Start of Given entries
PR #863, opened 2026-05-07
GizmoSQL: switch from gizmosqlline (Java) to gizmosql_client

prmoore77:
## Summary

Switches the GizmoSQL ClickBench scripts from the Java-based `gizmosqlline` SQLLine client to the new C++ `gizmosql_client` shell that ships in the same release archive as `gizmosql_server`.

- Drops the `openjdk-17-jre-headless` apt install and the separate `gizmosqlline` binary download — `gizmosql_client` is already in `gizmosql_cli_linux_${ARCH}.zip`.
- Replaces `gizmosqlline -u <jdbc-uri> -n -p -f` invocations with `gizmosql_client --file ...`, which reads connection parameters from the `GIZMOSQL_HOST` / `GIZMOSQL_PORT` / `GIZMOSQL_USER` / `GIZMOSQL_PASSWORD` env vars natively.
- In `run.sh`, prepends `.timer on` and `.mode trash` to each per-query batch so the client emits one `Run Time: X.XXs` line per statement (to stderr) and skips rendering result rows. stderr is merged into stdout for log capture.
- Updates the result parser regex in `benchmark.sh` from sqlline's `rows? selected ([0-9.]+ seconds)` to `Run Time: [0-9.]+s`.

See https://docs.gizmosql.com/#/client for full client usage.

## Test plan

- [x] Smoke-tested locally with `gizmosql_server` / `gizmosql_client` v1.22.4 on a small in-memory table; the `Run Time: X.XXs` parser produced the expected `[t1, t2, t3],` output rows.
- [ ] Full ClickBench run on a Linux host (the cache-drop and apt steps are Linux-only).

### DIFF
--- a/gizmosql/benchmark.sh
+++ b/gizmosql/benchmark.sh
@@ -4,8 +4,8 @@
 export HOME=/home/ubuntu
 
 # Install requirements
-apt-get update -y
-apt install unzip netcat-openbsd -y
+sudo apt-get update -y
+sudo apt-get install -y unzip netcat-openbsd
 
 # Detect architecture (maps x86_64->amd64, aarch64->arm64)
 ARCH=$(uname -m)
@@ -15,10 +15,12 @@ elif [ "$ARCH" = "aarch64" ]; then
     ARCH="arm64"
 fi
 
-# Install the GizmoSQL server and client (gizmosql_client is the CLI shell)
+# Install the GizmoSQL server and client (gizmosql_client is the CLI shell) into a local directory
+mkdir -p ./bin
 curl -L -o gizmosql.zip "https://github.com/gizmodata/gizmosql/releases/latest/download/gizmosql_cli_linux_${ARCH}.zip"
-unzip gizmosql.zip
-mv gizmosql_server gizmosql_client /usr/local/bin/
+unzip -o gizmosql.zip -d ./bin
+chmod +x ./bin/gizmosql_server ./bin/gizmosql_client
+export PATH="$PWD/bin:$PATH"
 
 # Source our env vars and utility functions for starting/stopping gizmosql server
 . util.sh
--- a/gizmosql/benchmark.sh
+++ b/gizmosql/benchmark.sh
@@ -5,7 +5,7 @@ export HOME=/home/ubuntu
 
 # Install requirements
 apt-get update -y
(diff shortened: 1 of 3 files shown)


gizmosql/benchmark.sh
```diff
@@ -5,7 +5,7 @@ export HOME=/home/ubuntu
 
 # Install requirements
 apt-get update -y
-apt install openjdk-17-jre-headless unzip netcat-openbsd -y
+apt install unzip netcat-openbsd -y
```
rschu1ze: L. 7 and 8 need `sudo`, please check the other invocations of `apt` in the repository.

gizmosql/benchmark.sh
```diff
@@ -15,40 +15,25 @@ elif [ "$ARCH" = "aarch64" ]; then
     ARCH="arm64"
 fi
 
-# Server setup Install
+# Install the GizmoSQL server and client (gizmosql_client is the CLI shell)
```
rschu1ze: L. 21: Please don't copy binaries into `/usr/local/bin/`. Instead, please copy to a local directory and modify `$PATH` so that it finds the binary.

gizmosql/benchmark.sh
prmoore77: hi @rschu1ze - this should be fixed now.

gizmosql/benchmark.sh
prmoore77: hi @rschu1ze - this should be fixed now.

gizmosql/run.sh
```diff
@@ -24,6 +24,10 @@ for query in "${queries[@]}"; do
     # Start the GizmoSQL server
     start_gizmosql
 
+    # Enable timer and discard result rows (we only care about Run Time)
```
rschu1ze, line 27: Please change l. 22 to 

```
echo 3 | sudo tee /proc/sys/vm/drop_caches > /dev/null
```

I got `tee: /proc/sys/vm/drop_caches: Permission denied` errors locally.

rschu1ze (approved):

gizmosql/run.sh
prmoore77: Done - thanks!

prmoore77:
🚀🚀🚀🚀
End of Given entries
Start of Given entries
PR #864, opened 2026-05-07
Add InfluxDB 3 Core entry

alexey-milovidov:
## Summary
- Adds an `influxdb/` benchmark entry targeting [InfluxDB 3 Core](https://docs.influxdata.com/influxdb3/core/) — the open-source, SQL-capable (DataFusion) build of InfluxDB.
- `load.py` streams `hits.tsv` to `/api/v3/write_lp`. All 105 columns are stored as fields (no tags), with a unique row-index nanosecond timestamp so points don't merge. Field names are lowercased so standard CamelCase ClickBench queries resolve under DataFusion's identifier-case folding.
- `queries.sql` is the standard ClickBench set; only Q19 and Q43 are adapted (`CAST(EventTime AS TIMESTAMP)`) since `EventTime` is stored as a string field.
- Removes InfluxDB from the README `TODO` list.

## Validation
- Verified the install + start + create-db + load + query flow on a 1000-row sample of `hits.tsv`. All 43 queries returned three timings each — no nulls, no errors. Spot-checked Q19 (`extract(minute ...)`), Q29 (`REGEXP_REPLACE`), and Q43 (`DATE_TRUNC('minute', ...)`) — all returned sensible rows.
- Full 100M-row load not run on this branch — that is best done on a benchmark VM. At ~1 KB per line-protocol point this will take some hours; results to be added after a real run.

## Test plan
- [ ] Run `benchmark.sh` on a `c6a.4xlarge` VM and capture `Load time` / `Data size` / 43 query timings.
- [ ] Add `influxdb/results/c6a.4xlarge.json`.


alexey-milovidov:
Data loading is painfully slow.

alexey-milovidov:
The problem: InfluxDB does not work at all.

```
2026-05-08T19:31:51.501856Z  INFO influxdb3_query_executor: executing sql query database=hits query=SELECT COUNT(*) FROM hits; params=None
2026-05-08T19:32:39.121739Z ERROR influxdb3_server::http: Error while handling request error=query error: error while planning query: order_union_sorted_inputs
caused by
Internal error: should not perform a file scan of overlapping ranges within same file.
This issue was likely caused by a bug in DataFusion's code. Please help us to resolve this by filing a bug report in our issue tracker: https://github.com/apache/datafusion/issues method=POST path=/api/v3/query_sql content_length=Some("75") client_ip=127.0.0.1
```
End of Given entries
Start of Given entries
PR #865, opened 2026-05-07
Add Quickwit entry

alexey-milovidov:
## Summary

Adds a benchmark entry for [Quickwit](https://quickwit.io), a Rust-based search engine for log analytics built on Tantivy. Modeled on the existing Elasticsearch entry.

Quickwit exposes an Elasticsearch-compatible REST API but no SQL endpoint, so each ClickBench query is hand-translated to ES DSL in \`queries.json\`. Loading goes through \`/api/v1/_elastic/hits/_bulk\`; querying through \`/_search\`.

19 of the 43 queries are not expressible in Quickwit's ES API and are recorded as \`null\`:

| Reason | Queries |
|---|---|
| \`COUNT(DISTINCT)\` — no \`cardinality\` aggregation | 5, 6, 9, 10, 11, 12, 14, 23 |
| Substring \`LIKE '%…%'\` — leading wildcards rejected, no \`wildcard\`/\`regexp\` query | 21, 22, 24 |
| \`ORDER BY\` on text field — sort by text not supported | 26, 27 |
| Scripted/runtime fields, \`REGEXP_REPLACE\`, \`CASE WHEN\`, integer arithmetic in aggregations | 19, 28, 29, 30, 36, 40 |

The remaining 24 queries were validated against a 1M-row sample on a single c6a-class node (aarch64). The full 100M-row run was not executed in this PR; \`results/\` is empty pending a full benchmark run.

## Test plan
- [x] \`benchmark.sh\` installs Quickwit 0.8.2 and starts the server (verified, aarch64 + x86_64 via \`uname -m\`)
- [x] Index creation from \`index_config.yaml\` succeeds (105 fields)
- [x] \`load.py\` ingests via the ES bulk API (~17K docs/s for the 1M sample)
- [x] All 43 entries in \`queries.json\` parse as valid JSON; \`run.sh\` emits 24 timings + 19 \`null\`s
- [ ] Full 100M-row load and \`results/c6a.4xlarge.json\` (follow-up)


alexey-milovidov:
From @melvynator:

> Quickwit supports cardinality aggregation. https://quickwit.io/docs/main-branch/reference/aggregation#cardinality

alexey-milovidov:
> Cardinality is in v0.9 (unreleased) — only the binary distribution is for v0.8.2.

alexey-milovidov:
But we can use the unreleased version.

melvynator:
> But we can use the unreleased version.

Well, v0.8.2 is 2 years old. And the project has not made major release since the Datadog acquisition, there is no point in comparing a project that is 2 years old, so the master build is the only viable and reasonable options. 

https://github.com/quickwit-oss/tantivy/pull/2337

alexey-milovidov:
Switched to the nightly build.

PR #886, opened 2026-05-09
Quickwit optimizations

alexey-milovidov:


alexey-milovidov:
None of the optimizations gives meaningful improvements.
End of Given entries
Look over the records. Copy the lines that include the word "openbsd".

**The completed task**:
-apt install unzip netcat-openbsd -y
+sudo apt-get install -y unzip netcat-openbsd
-apt install openjdk-17-jre-headless unzip netcat-openbsd -y
+apt install unzip netcat-openbsd -y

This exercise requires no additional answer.